Auditeurs hypocrites ?

Sabri Jemal alias Karkadan réagit : «Il y a ceux qui répètent les paroles obscènes du rap américain devant leurs mères sans prendre conscience de leur signification. Mais quand c’est moi qui le fait, on crie au scandale». Il cite même certains exemples de rappeurs aux paroles trash jouissant d’une grande popularité en Tunisie comme 2Pac, Snoop Dogg ou encore DMX.

Les critiques ironisent aussi sur son nom de scène jugé «bizarre». «Je kiffe trop cet animal. Il est costaud. Sa corne est synonyme d’agressivité. Ses abdos sont très musclés. Il vit dans la merde. Et c’est ça mes origines. Il n’y a que le chien qui renie ses origines. En Italie, nombreux sont ceux qui kiffent mon nom de scène» rétorque Karkadan. Et il martèle avec un exemple : «Il y’a un rappeur qui se fait appeler Pitbull. Y-a-t-il un problème avec ça»?

Mais la polémique autour des paroles obscènes n’est pas propre à la Tunisie. «Il y a, en Italie, aussi des rappeurs confrontés à ça. Même aux Etats-Unis, les attaques se multiplient contre le gangsta rap» dixit Karkadan qui alterne: «D’ailleurs, j’ai deux versions de «Discoteque» : la mienne et celle d’Universal. Quand j’écris un texte en arabe, ils le traduisent en italien. Les gens d’Universal m’ont conseillé de faire une version un peu plus clean pour que ça puisse passer plus souvent à la radio. Et j’y ai introduit quelques petites retouches pour que ça passe».

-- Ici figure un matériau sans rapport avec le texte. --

PR #134, opened 2022-01-13
Disable project visibility toggle when project is missing submit buttons

ice9js:
This patch fixes an issue where the visibility toggle in the right sidebar would allow overriding the 'Publish' button when it's disabled because of missing submit buttons on the page.  
With these changes it'll be impossible to publish a page without a submit button.

Solves c/qj1zYJQO-tr.

# Testing

- Create a project and don't add or delete any submit buttons.
- The visibility toggle in the sidebar should be disabled (like the 'Publish' button).
- Add a submit button.
- You should now be able to publish your project through the sidebar toggle.

### DIFF
--- a/apps/dashboard/src/components/editor/document-settings.js
+++ b/apps/dashboard/src/components/editor/document-settings.js
@@ -8,7 +8,7 @@ import {
 	PanelBody,
 	PanelRow,
 } from '@wordpress/components';
-import { useDispatch } from '@wordpress/data';
+import { useDispatch, useSelect } from '@wordpress/data';
 import { format } from '@wordpress/date';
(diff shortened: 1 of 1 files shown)


jcheringer:
Hey @ice9js, I think we still have a way to get a public project without a Submit button. Here are the steps I did:

* On a public project, with a Submit button;
* Remove the submit button and click the `Visibility` button and change it to Private;
* Note that the popover wasn't closed and let you click on the Public radio button again;

ice9js:
Rebased and fixed the issue with public option still being selectable in some cases.

jcheringer (approved):
Nice! Works for me!

PR #135, opened 2022-01-13
Fix toolbar button styles

ice9js:
A wee fix for toolbar button styles which were getting overridden by base editor styles from the theme compatibility layer.  
As these are already quite specific in what they target and where they used, `!important` shouldn't cause issues in this case and prevent regressions in the future.

Before:

Screen Shot 2022-01-13 at 2 14 57 PM

After:

Screen Shot 2022-01-13 at 2 13 55 PM

# Testing

Verify the toolbar buttons now have the correct appearance.


jcheringer (approved):
Looks good! Thanks @ice9js!

PR #137, opened 2022-01-18
Update Isolated Block Editor

ice9js:
This patch updates the Automattic/isolated-block-editor to `2.9.0`, bumps up versions for our tooling and fixes any issues that arose from that - mostly changes in the linter.  

It's worth noting the updated version of the block editor fixes the issue with block previews (examples, block styles etc.) - they should now appear correctly. Albeit still without proper styling.  

# Testing

- Run `yarn install` and `yarn start`
- Everything should build correctly
- Verify our new editor still works, there shouldn't really be any visible difference except for the previews.


digitalwaveride (approved):
Thanks Kuba! 🙏 🙏 🙏 

Previews are not disappearing anymore 👍 !

The "theme styling" is still not in the preview, but I think that was not part of this PR.

image

PR #138, opened 2022-01-19
Fix block previews

ice9js:
This patch fixes remaining issues with block previews: they're now scaled correctly and theme styles are applied.  

As part of this PR I also did a small reshuffling where I extracted are editor UI styles out of `base/editor.scss` and moved them into a dedicated `EditorWrapper` styled component.  
Reason being, the editor itself should never be affected by the theme so rather than hint at that, it's better for the styles to live with the editor itself.

If you're using dev-tools, the previews will be a little laggy as the browser won't cache anything. When viewed with dev-tools disabled, our stylesheets are cached and previews appear quickly and smoothly.

**Note:** Gutenberg will strip any stylesheets loaded from different origins from the previews, so I had to make the theme request go through the webpack proxy as well.

Depends on #137.

Screen Shot 2022-01-19 at 5 22 57 PM

# Testing

Make sure to run `yarn install` unless #137 has already been merged.

- Try hovering over blocks in the inserter panel, previews should appear after a short delay and they should be sized correctly and use the current theme' styles.
- If you select our MultipleChoiceQuestion block, the 'styles' previews in the right sidebar should share the same behavior now.


digitalwaveride (approved):
Works now also on Firefox! 🥳 

image

PR #139, opened 2022-01-19
Fix edit title behavior

CGastrell:
This PR points to a better UX regarding the project title.

Changing the title was triggering a full save which led to some jumpy experience on the editor.
The changeset includes a new state branch/action/selector/reducer:

- Reducer: `state.editor.title` (should it be more specific?)
- Action Type: `EDITOR_TITLE_SET`
- Action: `setEditorTitle( title ) => ( { type: EDITOR_TITLE_SET, title } )`
- Selector: `getEditorTitle()`

The title input change handler simply sets the `title` branch value.

`saveEditorContent` accepts the prop `title` among the options (3rd argument)

`useAutosave` have now a last minute call to `getEditorTitle()` to append to the `saveEditorContent` options argument

Changing the title DOES NOT enqueue an autosave, I could say either I didn't find a good way or a good reason for this so, it's by design.

It also addresses an issue where a newly created project could not be saved except by an autosave (`trying to read id from undefined (project)`)

## Test instructions
Checkout and head to the editor: https://crowdsignal.localhost:8000/project

- Edit the title. Once you *focus out* of the title input you should see "Save draft" became available
- Either add some content to the project (to actually enqueue an autosave) or hit "Save draft": project should save successfully and the title should be set


apps/dashboard/src/components/project-navigation/index.js
```diff
@@ -21,24 +21,29 @@ const Tab = {
...
-		saveAndUpdateProject( projectId, {
-			name: title,
-			title,
-		} );
+	const { setEditorContentChanged } = useDispatch( STORE_NAME );
+
+	const updateTitle = ( title ) => {
+		if ( title !== projectTitle ) {
+			setEditorTitle( title );
+			setEditorContentChanged();
```
ice9js, line 36: Technically we should be able to omit this and update the reducer to also set the flag on `EDITOR_TITLE_SET`.

apps/dashboard/src/components/project-navigation/index.js
```diff
@@ -21,24 +21,29 @@ const Tab = {
...
+
+		return true;
+	};
 
 	return (
 		<div className="project-navigation">
 			<EditablePageHeader
 				onChange={ updateTitle }
-				text={ project?.title || __( 'Untitled Project', 'dashboard' ) }
+				text={ projectTitle || __( 'Untitled Project', 'dashboard' ) }
```
ice9js, line 46: Note that `projectTitle` can be empty if you're loading an existing project into a 'new' editor.  
So this needs to be `projectTitle || project?.title || __( 'Untitled Project', 'dashboard' )`.

apps/dashboard/src/components/project-navigation/index.js
```diff
@@ -21,24 +21,29 @@ const Tab = {
...
+		( select ) => select( STORE_NAME ).getEditorTitle(),
 		[ projectId ]
 	);
 
-	const updateTitle = ( title ) =>
-		saveAndUpdateProject( projectId, {
-			name: title,
-			title,
-		} );
+	const { setEditorContentChanged } = useDispatch( STORE_NAME );
```
ice9js, line 31: Let's concatenate both of these `useDispatch` into a single call - or delete this if you decide to go with my suggestion below where `setEditorContentChanged` would become unnecessary here.

apps/dashboard/src/components/editor/use-autosave.js
```diff
@@ -62,9 +63,11 @@ export const useAutosave = ( projectId, editorView ) => {
 			// Clear any previous autosave timers
 			clearTimeout( autosave.current );
 
+			const title = getProjectTitle();
+
 			// Set a new timer
 			autosave.current = setTimeout( () => {
-				saveEditorContent( projectId, parse( content ) );
+				saveEditorContent( projectId, parse( content ), { title } );
```
ice9js, line 70: Not a huge fan of how this will append the current title value to all update requests. With this affecting stuff like permalinks etc.
Another issue is, editing the title now affects the 'unpublished changes' notice.

On top of that, I believe it's still susceptible to race conditions and the title only gets saved if you edit the content at some point afterwards.

I'm not sure how we can resolve the latter two issues without bumping the save timer logic up into the data layer so it can properly track to-be-saved data coming in from different sources.

apps/dashboard/src/components/editor/toolbar.js
```diff
@@ -24,22 +24,30 @@ import { ToolbarButton } from './styles/button';
...
+		} ).length > 0,
+		select( 'core/block-editor' ).getBlocks(),
+		select( STORE_NAME ).isEditorSaving(),
+		select( STORE_NAME ).isEditorContentSaved(),
+		select( STORE_NAME ).getEditorTitle(),
+	] );
 
 	const saveProject = () =>
-		saveEditorContent( project.id, parse( serialize( editorContent ) ) );
+		saveEditorContent( project.id, parse( serialize( editorContent ) ), {
```
ice9js, line 44: This actually already was a drawback of us not having a reference of the to-be-saved changes - we have to extract blocks manually anytime we want to call `saveEditorContent`.  
Exactly the problem that having the timer in the state layer would solve.

ice9js (changes requested):
I was leaning towards allowing it on the premise it will be refactored next time we need to touch any of these things... but seeing some of the problems with this approach - some stemming from how `useAutosave` wasn't quite an ideal solution itself - I think we just need to get on with it.

apps/dashboard/src/components/project-navigation/index.js
CGastrell: I tried it with an existing project and it worked fine. Not sure what you mean by *'new' editor*

apps/dashboard/src/components/editor/use-autosave.js
CGastrell: > Not a huge fan of how this will append the current title value to all update requests.

Why not?

> With this affecting stuff like permalinks etc.

That is a problem of backend and should be dealt with there. From the editor we just send the usual payload of data to be saved

> editing the title now affects the 'unpublished changes' notice

Yeah, didn't think about that 

> I believe it's still susceptible to race conditions...

Not sure "what" race conditions you're talking about.

> and the title only gets saved if you edit the content at some point afterwards.

I'll repeat this PR's intro: *I could say either I didn't find a good way or a good reason for this so, it's by design.*

> I'm not sure how we can resolve the latter two issues without bumping the save timer logic up into the data layer so it can properly track to-be-saved data coming in from different sources.

Well, if this is definitely the goal, then we can just move the things we want to our *own* state branch and do all this data layer dancing that you see fit (title, editorContent, timers/autosave/notices)

apps/dashboard/src/components/editor/toolbar.js
CGastrell: Oh, so this is like "pre-existing condition" sort of speak.

apps/dashboard/src/components/editor/use-autosave.js
ice9js: It is, and it'll also help with stuff like having to fetch the content manually from the editor anytime you want to force a save.  
Will also be useful for stuff like paging for the same issue that now, if you would like to add a new page, you need to fetch the editor content manually because we're updating the entire thing and we don't want any debounced changes waiting to be saved to get lost when we switch context.

CGastrell:
This was overtaken by #142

«Hahahahaha» ainsi répond Karkadan à ses détracteurs. «Je ne veux pas leur accorder de l’importance. Si je m’y mets, je n’en finirai pas. Leur place est au hammam des femmes» ironise-t-il. Pour critiquer Karkadan, il faudrait peut être mettre le doigt sur d’autres aspects de sa musique. Les mentions «explicit lyrics» ou «explicit content» accompagnées par la note «parental advisory» sont faites pour avertir les âmes sensibles. Et laisser les amateurs de musique aussi hardcore soit-elle seuls juges. Sinon… Gare à la charge du Karkadan.